Comme TGL je ne peux pas vraiment repondre au sondage, on va dire 3 ou 4 heures en gros avec des variations le week-end ou je dort plus mais ou je me decale completement de mon rytme pendant la semaine.

[/ma_life]

Dit donc qu'est-ce qu'il y a comme sondage en ce moment   :Laughing: 

----------

## theturtle123

clair les sondages ça enchaine

il y a des statisticiens dans le coin ?   :Twisted Evil: 

moi 5 à 6h en ce moment... dur dur en fin de semaine

----------

## scout

 *yuk159 wrote:*   

>  on va dire 3 ou 4 heures en gros avec des variations le week-end ou je dort plus

 

Ah j'aurais du faire des intervalles de 2 heures et descendre jusque 0h   :Wink: 

----------

## moon69

vi moi aussi c'est tres aleatoire de 2 à 10 heure ?

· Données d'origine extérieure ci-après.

PR #180, opened 2024-12-12
Full model DAGMC faceting via CAD-to-DAGMC

connoramoreno:
This branch adds support for a fully open-source, freely available DAGMC faceting workflow via CAD-to-DAGMC. This workflow is implemented as an alternative to the Cubit DAGMC faceting workflow.

Changes included in this branch:

- Introduces a new `Stellarator.export_cad_to_dagmc` method to automate DAGMC model generation via CAD-to-DAGMC and adds it to test and example scripts
- Renames the `Stellarator.export_dagmc` method, which generates DAGMC models via Cubit, to `Stellarator.export_cf_dagmc` and updates syntax in test and example scripts
- Removes the `InVesselBuild.export_cad_to_dagmc` method as it is made redundant by the `Stellarator.export_cad_to_dagmc` method and removes it from test and example scripts
- Modifies the magnet modeling workflow to store CAD solids in the `MagnetSet.coil_solids` parameter for future reference

It should be noted that the CAD-to-DAGMC routine used here enforces that imprinting is skipped, since we have determined based on the way we create geometry that imprinting is unnecessary. [It was found](https://github.com/fusion-energy/cad_to_dagmc/issues/110) that CAD-to-DAGMC's imprinting routine was computationally expensive and required an unreasonable amount of memory for our geometries. Skipping this routine alleviates this computational cost and the meshing is performed in seconds.


connoramoreno:
It should be noted that the "Regular CI testing for parastell / Perform CI Tests" workflow is failing because it is not pulling the Docker image corresponding to this branch

connoramoreno:
@bquan0, do you know how to fix the issue mentioned in the above comment, concerning the proper image tag being used?

bquan0:
It's because of [this line](https://github.com/svalinn/parastell/blob/12cf70afc7e80b0556feb21f32ef552995d47fc1/.github/workflows/ci.yml#L15). `container: ghcr.io/svalinn/parastell-ci` means it always pulls the `latest` image. 
It needs some logic similar to [this line in docker_publish.yml](https://github.com/svalinn/parastell/blob/12cf70afc7e80b0556feb21f32ef552995d47fc1/.github/workflows/docker_publish.yml#L62) where it determines if it needs the extra tag if it's not on the `main` branch.

connoramoreno:
I figured as much! Just unsure how to go about retrieving the proper tag. Would it be done similarly to [this line](https://github.com/svalinn/parastell/blob/12cf70afc7e80b0556feb21f32ef552995d47fc1/.github/workflows/docker_publish.yml#L43)?

bquan0:
I think you would have to run an extra job before `test-dependency-img` that echoes the tag to an `output`, like in [line 46](https://github.com/svalinn/parastell/blob/12cf70afc7e80b0556feb21f32ef552995d47fc1/.github/workflows/docker_publish.yml#L46). This is because ENV variables can't be used in `container:`, I think.

connoramoreno:
Since "**Build & publish Docker image for ParaStell CI / Test CI Image**" runs our test suite when we've made changes to any file affecting our Docker image, I'm going to add a condition to "**Regular CI testing for parastell / Perform CI Tests**" that will prevent its execution (returning the "Success" status) should any of those aforementioned files be modified. In effect, this change will make it such that our CI testing will defer to "**Build & publish Docker image for ParaStell CI / Test CI Image**" to test the code under the condition that the Docker image has been modified.

parastell/magnet_coils.py
```diff
@@ -268,11 +270,30 @@ def export_step(self, step_filename="magnet_set", export_dir=""):
...
+                appended. Note that the material tag will be appended once for
+                each magnet solid.
+
+        Returns:
+            solids (list): updated list including magnet set CadQuery solid
+                objects.
+            mat_tags (list): updated list including magnet set material tags.
+        """
+        solids.extend(self.coil_solids)
+        [mat_tags.append(self.mat_tag) for _ in self.coil_solids]
```
gonuke, line 293: This seems more readable to me
```suggestion
        mat_tags.extend([self.mat_tag] * len(self.coil_solids))
```

parastell/parastell.py
```diff
@@ -14,7 +15,7 @@
 from .utils import read_yaml_config, filter_kwargs, m2cm
 
 build_cubit_model_allowed_kwargs = ["skip_imprint", "legacy_faceting"]
-export_dagmc_allowed_kwargs = [
+export_cf_dagmc_allowed_kwargs = [
```
gonuke, line 18: What does `cf` mean here?

gonuke: I think it's for Coreform?  I wonder if `cubit` would be better than `cf`?

gonuke (changes requested):
Just a couple of little comments.  Are there any important limitations?

parastell/parastell.py
connoramoreno: Yes, `cf` refers to Coreform. I was copying their DAGMC export syntax in older versions of Cubit, but I agree using `cubit` would be clearer in our case.

parastell/parastell.py
```diff
@@ -387,20 +381,21 @@ def export_dagmc(self, filename="dagmc", export_dir="", **kwargs):
...
-                (defaults to 100.0).
+                (optional, defaults to 100.0).
             deviation_angle (float): controls deviation angle of facet from
                 surface (i.e., lesser deviation angle results in more elements
-                in areas with higher curvature) (defaults to 5.0).
+                in areas with higher curvature) (optional, defaults to 5.0).
         """
         cubit_io.init_cubit()
 
         self._logger.info("Exporting DAGMC neutronics model...")
```
gonuke, line 392:
```suggestion
        self._logger.info("Exporting DAGMC neutronics model using Coreform Cubit...")
```

parastell/parastell.py
```diff
@@ -418,6 +413,68 @@ def export_cub5(self, filename="stellarator", export_dir=""):
...
+            filename (str): name of DAGMC output file, excluding '.h5m'
+                extension (optional, defaults to 'dagmc').
+            export_dir (str): directory to which to export DAGMC output file
+                (optional, defaults to empty string).
+            min_mesh_size (float): minimum size of mesh elements (defaults to
+                20).
+            max_mesh_size (float): maximum size of mesh elements (defaults to
+                50).
+        """
+        self._logger.info("Exporting DAGMC neutronics model...")
```
gonuke, line 468:
```suggestion
        self._logger.info("Exporting DAGMC neutronics model with CAD-to-DAGMC ...")
```

parastell/magnet_coils.py
```diff
@@ -268,11 +270,30 @@ def export_step(self, step_filename="magnet_set", export_dir=""):
             self.step_filename
         ).with_suffix(".step")
 
-        coil_set = cq.Compound.makeCompound(
-            [coil.solid for coil in self.magnet_coils]
-        )
+        coil_set = cq.Compound.makeCompound(self.coil_solids)
         cq.exporters.export(coil_set, str(export_path))
 
+    def extract_solids_and_mat_tag(self, solids, mat_tags):
```
gonuke, line 276: In general, I find it a little unsettling to have functions that change the input parameters and pass them back as new output parameters.

I wonder if it's better to just return these solids and tags, and append/extend outside of the function? I guess that can be accomplished by passing in empty lists...??

If we are appending in this function, maybe the function name should be `append_solids_and_mat_tags` rather than `extract_solids_and_mat_tag`?

gonuke (changes requested):
A couple of minor comments to finalize this.

Also do we have any examples using the new capability? I see the examples are all updated, but still only include Cubit cases - is that right?

connoramoreno:
I'll add an example that uses CAD-to-DAGMC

mais la question qui suis ce serait a quelles heure dormez vous ?

car j'ai beau passer mes journee au boulot sur PC, mes nuits je les passe sur mes PC, je dorts par epuisement!!  :Very Happy: 

----------

## zdra

ben moi ma petite vie c'est couché à 23h, levé à 6h40... c un bon rythme, koi que le weekend est le bienvenu, pour se coucher à 02h et se lever à 13h  :Very Happy: 

heures approxiomatives hein  :Wink: 

----------

## gr3mi

Lol tous ces sondages  :Wink: 

Bon, bah moi j'dors pas la nuit, enfin presque cf. http://linuxfr.org/~durandal/8635.html

C'est pas vrai, j'dors 8-10h comme beaucoup de monde, mais je trouve le someil polyphasique intéressant, vos opinions ?  :Smile: 

@+

GG

----------

## DuF

Moi c'est environ 6h par nuit la semaine et le week end entre 7h et 8h si j'ai pas fait la bringue, sinon c'est moins  :Smile: 

----------

## scout

1h58 => bonne nuit

----------

## bleakcabal

Moi je trouve que pour etre frais et dispo c pas le nombres d'heures dormi mais l'heure a laquelle je me couche et que je me reveille.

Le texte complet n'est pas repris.